_INSTRUCTIONS FOR THE TASK_. Once you find the line containing "gruuya, line 241: Maybe" in the data below, copy it and each following line exactly, up to and including the line containing "JanKaul: Hmm, is", and nothing else.

Stored items from a collection:
PR #183, opened 2025-05-27
feat: don't set default_catalog in view builders if catalog name is empty

gruuya:


JanKaul:
Great catch, thanks a lot for the PR! Looks good to me.

PR #187, opened 2025-06-04
feat: vend credentials when loading a tabular

gruuya:
When loading a table/view make sure to pass the `vended-credentials` header, so that the catalog server returns proper options for accessing the object store. Note that this is also the default in pyiceberg https://github.com/apache/iceberg-python/blob/a67c5592f3243d255519581fedfcc5d93274b9c8/pyiceberg/catalog/rest/__init__.py#L463

In addition parse a couple more options, such as `s3.endpoint` when creating the object store.

### DIFF
--- a/catalogs/iceberg-rest-catalog/src/catalog.rs
+++ b/catalogs/iceberg-rest-catalog/src/catalog.rs
@@ -1,3 +1,11 @@
+use crate::{
+    apis::{
+        self,
+        catalog_api_api::{self, NamespaceExistsError},
+        configuration::Configuration,
+    },
+    models::{self, StorageCredential},
+};
 use async_trait::async_trait;
 use futures::{FutureExt, TryFutureExt};
 /**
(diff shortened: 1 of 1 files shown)


catalogs/iceberg-rest-catalog/src/catalog.rs
```diff
@@ -613,43 +613,59 @@ const CLIENT_REGION: &str = "client.region";
...
-    };
-
-    let Some(config) = config else {
-        return Ok(None);
+        (Some(credentials), Some(config)) => {
+            // Enrich credentials with other options that might only be found in the config (e.g.
+            // a custom endpoint)
+            let mut options = (&credentials[0].config).clone();
+            options.extend(config.clone());
+            options
```
gruuya: In the particular case of Lakekeeper, `response.storage_credentials[0].config` contains only `AWS_ACCESS_KEY_ID`, `AWS_SECRET_ACCESS_KEY` and `AWS_SESSION_TOKEN`.

OTOH, `response.config` contains those as well, but then in addition it also has things like `CLIENT_REGION`, `AWS_REGION`, `AWS_ENDPOINT`, etc.

gruuya:
Closing in favor of #188, which also adds parsing for GCS options and some tests too.

PR #188, opened 2025-06-05
feat: vend credentials when loading a tabular

gruuya:
When loading a table/view make sure to pass the vended-credentials header, so that the catalog server returns proper options for accessing the object store. Note that this is also the default in pyiceberg https://github.com/apache/iceberg-python/blob/a67c5592f3243d255519581fedfcc5d93274b9c8/pyiceberg/catalog/rest/__init__.py#L463

In addition parse a couple more options, such as s3.endpoint when creating the object store, as well as some GCP equivalent options.

### DIFF
--- a/catalogs/iceberg-rest-catalog/src/catalog.rs
+++ b/catalogs/iceberg-rest-catalog/src/catalog.rs
@@ -8,6 +8,7 @@ use crate::{
 };
 use async_trait::async_trait;
 use futures::{FutureExt, TryFutureExt};
+use iceberg_rust::object_store::parse::object_store_from_config;
 /**
 Iceberg rest catalog implementation
 */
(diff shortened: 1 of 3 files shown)


catalogs/iceberg-rest-catalog/src/catalog.rs
```diff
@@ -609,48 +610,24 @@ impl CatalogList for RestNoPrefixCatalogList {
...
-            builder = builder.with_secret_access_key(secret_access_key)
-        }
-        if let Some(session_token) = session_token {
-            builder = builder.with_token(session_token)
+        (Some(credentials), Some(config)) => {
+            // Enrich credentials with other options that might only be found in the config (e.g.
+            // a custom endpoint)
+            let mut options = credentials[0].config.clone();
+            options.extend(config.clone());
+            options
```
gruuya, line 622: In the particular case of Lakekeeper, `response.storage_credentials[0].config` contains only `AWS_ACCESS_KEY_ID`, `AWS_SECRET_ACCESS_KEY` and `AWS_SESSION_TOKEN`.

OTOH, response.config contains those as well, but then in addition it also has things like `CLIENT_REGION`, `AWS_REGION`, `AWS_ENDPOINT`, etc.

gruuya:
Hi @JanKaul, can you do a review and see if this makes sense to you?

JanKaul:
Thanks for working on this. LGTM.

PR #201, opened 2025-07-02
Add concurrency for manifest read

SergeiPatiakin:
We have been seeing slow performance compared to pyiceberg for planning with a large number of manifest files with relatively small data files. We found the main difference was reading manifest files from the object store, which is parallelized in pyiceberg: https://github.com/apache/iceberg-python/blob/main/pyiceberg/table/__init__.py#L1817-L1831

This PR adds parallelism to improve planning performance.


SergeiPatiakin:
Closing because seems to be a duplicate of https://github.com/JanKaul/iceberg-rust/pull/190

JanKaul:
Thanks for looking into this. I'm not sure if there is a large difference between out implementations. Please let me know if you still have any issues with the performance. We can also go with your solution in the future.

PR #205, opened 2025-07-09
Polish equality delete test

gruuya:
Make asserts more explicit by using `assert_batches_eq!`.

Also reload the table prior to applying equality deletes, otherwise the deletes are applied to an empty table (the initial snapshot prior to INSERT-ing the data), which was obfuscated by the existing assertion.

### DIFF
--- a/datafusion_iceberg/tests/equality_delete.rs
+++ b/datafusion_iceberg/tests/equality_delete.rs
@@ -1,11 +1,8 @@
-use std::sync::Arc;
-
-use datafusion::{
-    arrow::{array::Int64Array, error::ArrowError},
-    prelude::SessionContext,
-};
+use datafusion::{arrow::error::ArrowError, assert_batches_eq, prelude::SessionContext};
 use datafusion_iceberg::catalog::catalog::IcebergCatalog;
 use futures::stream;
+use iceberg_rust::catalog::identifier::Identifier;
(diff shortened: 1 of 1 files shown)


datafusion_iceberg/tests/equality_delete.rs
```diff
@@ -166,38 +168,20 @@ pub async fn test_equality_delete() {
...
-        .sql("select product_id, sum(amount) from warehouse.test.orders group by product_id;")
+        .sql("select product_id, sum(amount) from warehouse.test.orders group by product_id order by product_id")
         .await
         .expect("Failed to create plan for select")
         .collect()
         .await
         .expect("Failed to execute select query");
 
-    for batch in batches {
-        if batch.num_rows() != 0 {
```
gruuya, line 177: Without the table load above, the equality deletes are applied on top of the initial snapshot (without any rows), and so the end result is that there are no rows in the new snapshot either. Consequently the below assertions were never triggered.

JanKaul:
This is great! Makes the tests much more reliable. Thanks a lot for the PR!

datafusion_iceberg/tests/equality_delete.rs
JanKaul: Great catch! The assert_batch makes this much better than before.

PR #218, opened 2025-07-30
fix: skip adding another plan when no data file groups left during table scan

### LINKED ISSUE #217: `table_scan` execution panic for tables with matching data and delete files
If I change the following https://github.com/JanKaul/iceberg-rust/blob/ceb696f509e982346ea11255a055e6355eb5f500/datafusion_iceberg/tests/equality_delete.rs#L177

to be a `select *` instead of an aggregation, i see the following panic
```
thread 'test_equality_delete' panicked at datafusion_iceberg/tests/equality_delete.rs:182:10:
Failed to execute select query: Context("SanityCheckPlan", Plan("Plan: [\"SortExec: expr=[id@0 ASC NULLS LAST], preserve_partitioning=[false]\", \"  DataSourceExec: file_groups={0 groups: []}, projection=[id, customer_id, product_id, date, amount], file_type=parquet\"] does not satisfy distribution requirements: SinglePartition. Child-0 output partitioning: UnknownPartitioning(0)"))
```

The plan for that looks like this
```
    "| initial_physical_plan                                      | UnionExec                                                                                                                                                                                                                                                                                                      |",
    "|                                                            |   ProjectionExec: expr=[id@0 as id, customer_id@1 as customer_id, product_id@2 as product_id, date@3 as date, amount@4 as amount]                                                                                                                                                                              |",
    "|                                                            |     HashJoinExec: mode=CollectLeft, join_type=RightAnti, on=[(id@0, id@0), (customer_id@1, customer_id@1), (product_id@2, product_id@2), (date@3, date@3)]                                                                                                                                                     |",
    "|                                                            |       DataSourceExec: file_groups={1 group: [[test/orders/data/date_day=18262/64b47434-6d07-11f0-88f8-de51894a27a1.parquet]]}, projection=[id, customer_id, product_id, date, date_day], file_type=parquet                                                                                                     |",
    "|                                                            |       DataSourceExec: file_groups={1 group: [[test/orders/data/date_day=18262/64b02528-6d07-11f0-88f7-6d5546fe4045.parquet]]}, projection=[id, customer_id, product_id, date, amount], file_type=parquet                                                                                                       |",
    "|                                                            |   ProjectionExec: expr=[id@0 as id, customer_id@1 as customer_id, product_id@2 as product_id, date@3 as date, amount@4 as amount]                                                                                                                                                                              |",
    "|                                                            |     HashJoinExec: mode=CollectLeft, join_type=RightAnti, on=[(id@0, id@0), (customer_id@1, customer_id@1), (product_id@2, product_id@2), (date@3, date@3)]                                                                                                                                                     |",
    "|                                                            |       DataSourceExec: file_groups={1 group: [[test/orders/data/date_day=18294/64b48f32-6d07-11f0-88f9-bf3bba452bfc.parquet]]}, projection=[id, customer_id, product_id, date, date_day], file_type=parquet                                                                                                     |",
    "|                                                            |       DataSourceExec: file_groups={1 group: [[test/orders/data/date_day=18294/64af9cb6-6d07-11f0-88f6-1d36c1f3beb3.parquet]]}, projection=[id, customer_id, product_id, date, amount], file_type=parquet                                                                                                       |",
    "|                                                            |   DataSourceExec: file_groups={0 groups: []}, projection=[id, customer_id, product_id, date, amount], file_type=parquet                                                                                                                                                                                        |",
    "|                                                            |                                                                                                                                                                                                                                                                                                                |",
```

That last `DataSourceExec: file_groups={0 groups: []}` is the cause of the problem, and it happens due to the fact that in this test all data file groups have matching equality delete groups, meaning that once all of those are paired up for a (anti) join, there are no more file groups left when constructing the other plan here https://github.com/JanKaul/iceberg-rust/blob/ceb696f509e982346ea11255a055e6355eb5f500/datafusion_iceberg/src/table.rs#L856-L866

Consequently that last no-op plan is added, but since it has wrong partitioning it causes the sanity check panic.

gruuya:
Closes #217.

### DIFF
--- a/datafusion_iceberg/src/table.rs
+++ b/datafusion_iceberg/src/table.rs
@@ -24,6 +24,7 @@ use crate::{
     statistics::manifest_statistics,
 };
 use datafusion::common::NullEquality;
+use datafusion::physical_plan::empty::EmptyExec;
 use datafusion::{
     arrow::datatypes::{DataType, Field, Schema as ArrowSchema, SchemaBuilder, SchemaRef},
     catalog::Session,
@@ -53,7 +54,6 @@ use datafusion::{
     scalar::ScalarValue,
     sql::parser::DFParserBuilder,
 };
-
 use iceberg_rust::spec::{schema::Schema, view_metadata::ViewRepresentation};
 use iceberg_rust::{
     arrow::write::write_parquet_partitioned, catalog::tabular::Tabular, error::Error,
@@ -830,7 +830,7 @@ async fn table_scan(
         .await?;
 
     // Create plan for partitions without delete files
-    let file_groups = data_file_groups
+    let file_groups: Vec<_> = data_file_groups
         .into_values()
         .map(|x| {
             x.into_iter()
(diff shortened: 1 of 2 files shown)


JanKaul:
Thanks for the PR! I can have a look at the error. Looks like something with Materialized Views.

gruuya:
> Thanks for the PR! I can have a look at the error. Looks like something with Materialized Views.

Oh thanks, just force-pushed a fix before seeing your message. 

It seems that sometimes there can be no plans and no data file groups either, so in that case it's useful to use the no-op plan.

gruuya:
That said it might be a bit more elegant to not rely on the no-op/empty parquet scan and instead be more explicit with
```rust
    match plans.len() {
        0 => {
            let projected_schema = projection
                .map(|p| arrow_schema.project(&p))
                .transpose()?
                .unwrap_or(arrow_schema.as_ref().clone());
            Ok(Arc::new(EmptyExec::new(Arc::new(projected_schema))))
        }
        1 => Ok(plans.remove(0)),
        _ => Ok(Arc::new(UnionExec::new(plans))),
    }
```
Let me know what you think about that.

JanKaul:
Yeah, I think that would be best. Thanks again!

Issue #212, opened 2025-07-16
Incorrect manifest list entries for (equality) delete files


gruuya:
## TLDR
Whilst the [`content`](https://github.com/apache/iceberg/blob/31daaedd13daf0e7ee4781fa5e768f9fe5ba5dc9/format/spec.md?plain=1#L656) field of `DataFile`s produced when writing equality deletes is set correctly (`2`) the corresponding [`content`](https://github.com/apache/iceberg/blob/31daaedd13daf0e7ee4781fa5e768f9fe5ba5dc9/format/spec.md?plain=1#L617) in `ManifestListEntry` isn't.

Instead of being set to `Deletes` (i.e. 1) it is hard-coded to `Data` (i.e. 0) https://github.com/JanKaul/iceberg-rust/blob/0e46fe3cc8cef254a23f197c1ba04b28556ac79c/iceberg-rust/src/table/manifest.rs#L239
This is fine when proper data files come in, but any follow-up deletes will end up in the same manifest list entry, thus having a misleading `content` value.

In turn this causes query engines such as Spark and DuckDB to treat those as data files instead of delete files, and thus append those deleted rows, as opposed to deduct them from the previous snapshot.

## Detailed investigation

Starting off of from the equality delete test
```diff
diff --git a/datafusion_iceberg/tests/equality_delete.rs b/datafusion_iceberg/tests/equality_delete.rs
index bcf1e9d..b395f2e 100644
--- a/datafusion_iceberg/tests/equality_delete.rs
+++ b/datafusion_iceberg/tests/equality_delete.rs
@@ -17,10 +17,11 @@ use iceberg_rust::{
 };
 use iceberg_sql_catalog::SqlCatalog;
 use std::sync::Arc;
+use object_store::local::LocalFileSystem;
 
 #[tokio::test]
 pub async fn test_equality_delete() {
-    let object_store = ObjectStoreBuilder::memory();
+    let object_store = ObjectStoreBuilder::Filesystem(Arc::new(LocalFileSystem::new()));
 
     let catalog: Arc<dyn Catalog> = Arc::new(
         SqlCatalog::new("sqlite://", "warehouse", object_store.clone())
@@ -79,7 +80,7 @@ pub async fn test_equality_delete() {
 
     let table = Table::builder()
         .with_name("orders")
-        .with_location("/test/orders")
+        .with_location("/Users/gruuya/test/orders")
         .with_schema(schema)
         .with_partition_spec(partition_spec)
[...]

PR #227, opened 2025-08-04
fix: write delete files to separate manifest list entries

gruuya:
- make sure manifest list entries are exclusively for data or delete content, and never mixed, since that will confuse other readers
- when executing the append operation try to find and re-use an existing manifest list entry with content that has the most files to add, instead of always appending to data entries
- extend the equality delete integration test, and verify DuckDB can read it correctly as well

Closes #212.

PR #228, opened 2025-08-05
use separate manifest files for delete files

JanKaul:
This PR implements an alternative approach to solve #212.

It selects two manifest files, one for data and one for delete files. The aim is to limit the number of additional manifest files that have to be created.

### DIFF
--- a/datafusion_iceberg/tests/equality_delete.rs
+++ b/datafusion_iceberg/tests/equality_delete.rs
@@ -1,5 +1,10 @@
-use datafusion::{arrow::error::ArrowError, assert_batches_eq, prelude::SessionContext};
+use datafusion::{
+    arrow::{error::ArrowError, record_batch::RecordBatch},
+    assert_batches_eq,
+    prelude::SessionContext,
+};
 use datafusion_iceberg::catalog::catalog::IcebergCatalog;
+use duckdb::Connection;
 use futures::stream;
 use iceberg_rust::catalog::identifier::Identifier;
 use iceberg_rust::catalog::tabular::Tabular;
@@ -16,11 +21,15 @@ use iceberg_rust::{
     table::Table,
 };
 use iceberg_sql_catalog::SqlCatalog;
+use object_store::local::LocalFileSystem;
 use std::sync::Arc;
+use tempfile::TempDir;
 
 #[tokio::test]
 pub async fn test_equality_delete() {
-    let object_store = ObjectStoreBuilder::memory();
+    let temp_dir = TempDir::new().unwrap();
+    let table_dir = format!("{}/test/orders", temp_dir.path().to_str().unwrap());
+    let object_store = ObjectStoreBuilder::Filesystem(Arc::new(LocalFileSystem::new()));
 
     let catalog: Arc<dyn Catalog> = Arc::new(
         SqlCatalog::new("sqlite://", "warehouse", object_store.clone())
@@ -79,7 +88,7 @@ pub async fn test_equality_delete() {
 
     let table = Table::builder()
         .with_name("orders")
-        .with_location("/test/orders")
+        .with_location(&table_dir)
         .with_schema(schema)
         .with_partition_spec(partition_spec)
         .build(&["test".to_owned()], catalog.clone())
@@ -194,4 +203,28 @@ pub async fn test_equality_delete() {
         "+----+-------------+------------+------------+--------+",
     ];
     assert_batches_eq!(expected, &batches);
+
+    let latest_version = table
+        .object_store()
+        .get(&object_store::path::Path::from(format!(
+            "{table_dir}/metadata/version-hint.text"
+        )))
+        .await
+        .unwrap()
+        .bytes()
+        .await
+        .unwrap();
+    let latest_version_str = std::str::from_utf8(&latest_version).unwrap();
+
+    let conn = Connection::open_in_memory().unwrap();
+    conn.execute("install iceberg", []).unwrap();
+    conn.execute("load iceberg", []).unwrap();
+
+    let duckdb_batches: Vec<RecordBatch> = conn
+        .prepare("select * from iceberg_scan(?) order by id")
+        .unwrap()
+        .query_arrow([latest_version_str])
+        .unwrap()
+        .collect();
+    assert_batches_eq!(expected, &duckdb_batches);
 }
--- a/iceberg-rust/src/table/manifest_list.rs
+++ b/iceberg-rust/src/table/manifest_list.rs
@@ -988,10 +988,18 @@ impl<'schema, 'metadata> ManifestListWriter<'schema, 'metadata> {
     }
 
     pub(crate) async fn finish(
-        self,
+        mut self,
         snapshot_id: i64,
         object_store: Arc<dyn ObjectStore>,
     ) -> Result<String, Error> {
+        if let Some(selected_data_manifest) = self.selected_data_manifest.take() {
+            self.writer.append_ser(selected_data_manifest)?;
+        }
+
+        if let Some(selected_delete_manifest) = self.selected_delete_manifest.take() {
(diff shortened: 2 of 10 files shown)


datafusion_iceberg/tests/equality_delete.rs
```diff
@@ -194,4 +203,28 @@ pub async fn test_equality_delete() {
...
+        .object_store()
+        .get(&object_store::path::Path::from(format!(
+            "{table_dir}/metadata/version-hint.text"
+        )))
+        .await
+        .unwrap()
+        .bytes()
+        .await
+        .unwrap();
+    let latest_version_str = std::str::from_utf8(&latest_version).unwrap();
```
gruuya, line 217: This was a bit unfortunate, since i realized that:
- just loading the table won't give you the full path to latest metadata file
- the `version-hint.text` (which does contain the full path) itself  is not readable by duckdb
   ```
   Iceberg metadata file not found for table version '/Users/gruuya/EDB/store/warehouse/tpch/query12/. metadata/00000-3f569e94-5601-48f3-9199-8d71df4ea7b0.metadata.json' using 'none' compression and format(s): 'v%s%s.metadata.json,%s%s.metadata.json'
   ```

There are ways to [customize](https://duckdb.org/docs/stable/core_extensions/iceberg/overview.html#working-with-alternative-metadata-naming-conventions) how duckdb parses the version to read, but i think those work only when the version file is not detected in the first place. Either way it's a separate issue.

iceberg-rust/src/table/transaction/append.rs
```diff
@@ -127,70 +129,122 @@ pub(crate) fn select_manifest_partitioned(
...
+                    continue;
+                };
+
+                if selected_row_count.is_some_and(|x| x > row_count) {
+                    manifest_list_writer.append_ser(selected_manifest)?;
+                    selected_delete_state = Some((Some(row_count), manifest));
+                    continue;
+                } else {
+                    manifest_list_writer.append_ser(manifest)?;
+                    continue;
```
gruuya, line 235: These `continue`s are redundant; likewise above (lines 143, 147, 161, 165, 211, 214).

Besides that I find the let-some-else-continue less readable so i refactored those in my pr, though that's not a big deal.

iceberg-rust/src/table/manifest_list.rs
```diff
@@ -664,14 +671,19 @@ impl<'schema, 'metadata> ManifestListWriter<'schema, 'metadata> {
     ///     object_store,
     /// ).await?;
     /// ```
-    pub(crate) async fn append_filtered_and_finish(
-        mut self,
+    pub(crate) async fn append_filtered(
```
gruuya, line 681: All these need docs updates that it doesn't `finish` on it's own now.

iceberg-rust/src/table/manifest_list.rs
```diff
@@ -395,7 +398,8 @@ impl<'schema, 'metadata> ManifestListWriter<'schema, 'metadata> {
         Ok(Self {
             table_metadata,
             writer,
-            selected_manifest: Some(manifest),
+            selected_data_manifest: Some(data_manifest),
+            selected_delete_manifest: delete_manifest,
```
gruuya, line 404: I like that there are both data and delete manifest entries selected. It's more explicit and better than in my pr where i only pick to continue in the one which has more new files to be added to.

iceberg-rust/src/table/transaction/append.rs
```diff
@@ -127,70 +129,122 @@ pub(crate) fn select_manifest_partitioned(
...
         }
     }
-    selected_state
-        .map(|(_, entry)| SelectedManifest {
-            manifest: entry,
-            file_count_all_entries,
-        })
-        .ok_or(Error::NotFound("Manifest for insert".to_owned()))
+    let (_, data_manifest) =
+        selected_data_state.ok_or(Error::NotFound("Manifest for insert".to_owned()))?;
```
gruuya, line 241: Maybe this shouldn't be an error but instead, the entire `Option<ManifestListEntry>` should be returned, since the caller (`ManifestListWriter::from_existing`) knows how to handle that correctly.

Granted I think this scenario can only happen if we have an empty/new table and we wont to append some deletes to it, or some such edge case.

gruuya:
Btw those two failing mat-view tests are solved by this https://github.com/JanKaul/iceberg-rust/pull/227/commits/0dc313a2e273cf155cafc7b0940be846a6c5c7ea (otherwise you end up generating identical data and delete manifest paths).

datafusion_iceberg/tests/equality_delete.rs
JanKaul: Hmm, is the naming of the metadata.json wrong then?

iceberg-rust/src/table/transaction/append.rs
JanKaul: I'll have look, thanks. I wanted to quickly sketch out the general idea. Haven't looked into that yet.

JanKaul:
> Btw those two failing mat-view tests are solved by this [0dc313a](https://github.com/JanKaul/iceberg-rust/commit/0dc313a2e273cf155cafc7b0940be846a6c5c7ea) (otherwise you end up generating identical data and delete manifest paths).

Awesome, thanks! I was stuck on how to solve that one.

datafusion_iceberg/tests/equality_delete.rs
gruuya: I think the naming is fine, it's just that version-hint.text should contain `00000-3f569e94-5601-48f3-9199-8d71df4ea7b0` (e.g. for a file named `00000-3f569e94-5601-48f3-9199-8d71df4ea7b0.metadata.json`), so that it complies with the format `%s%s.metadata.json` (the other %s is for the compression codec.

I also know spark doesn't expect that format either
```python
In [30]: df = spark.read.format("iceberg").load("/Users/gruuya/EDB/store/test/orders")
25/07/16 09:12:42 WARN HadoopTableOperations: Error reading version hint file /Users/gruuya/EDB/store/test/orders/metadata/version-hint.text
java.lang.NumberFormatException: For input string: "/Users/gruuya/EDB/store/test/orders/metadata/v2.metadata.json"
```
but I'm not sure exactly what's the proper format for it then.

iceberg-rust/src/table/transaction/operation.rs
```diff
@@ -138,40 +138,82 @@ impl Operation {
...
-                    manifest_list_writer
-                        .append_multiple_and_finish(
-                            new_datafile_iter,
-                            snapshot_id,
-                            n_splits,
-                            object_store,
-                        )
-                        .await?
-                };
+                if n_data_files != 0 {
```
gruuya: nit: could use something like  
```rust
for (content, files) in [(Content::Data, data_files), (Content::Deletes, delete_files)]
```
to deduplicate some code below.

gruuya (approved):

gruuya:
Fwiw, I've also been seeing the [no-disk-space](https://github.com/JanKaul/iceberg-rust/actions/runs/16770800255/job/47485232178?pr=228#step:6:207) error during trino image pull.

I've done some diagnosing on it and it seems like `/usr/local` is inflated, and just by removing `/usr/local/lib/android` around 10GB could be [reclaimed](https://github.com/JanKaul/iceberg-rust/actions/runs/16745871619/job/47404175959#step:6:56).

iceberg-rust/src/table/transaction/append.rs
JanKaul: I think think there is no valid scenario where there shouldn't be a data manifest selected here. And I think not having an `Option` in `SelectedManifest` is the most explicit way to express that. This way an Error has to be thrown, which in my opinion is  the correct behavior. If you pass the Option to the caller, you rely on correct handling.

_TASK ANSWER_.
gruuya, line 241: Maybe this shouldn't be an error but instead, the entire `Option<ManifestListEntry>` should be returned, since the caller (`ManifestListWriter::from_existing`) knows how to handle that correctly.

Granted I think this scenario can only happen if we have an empty/new table and we wont to append some deletes to it, or some such edge case.

gruuya:
Btw those two failing mat-view tests are solved by this https://github.com/JanKaul/iceberg-rust/pull/227/commits/0dc313a2e273cf155cafc7b0940be846a6c5c7ea (otherwise you end up generating identical data and delete manifest paths).

datafusion_iceberg/tests/equality_delete.rs
JanKaul: Hmm, is the naming of the metadata.json wrong then?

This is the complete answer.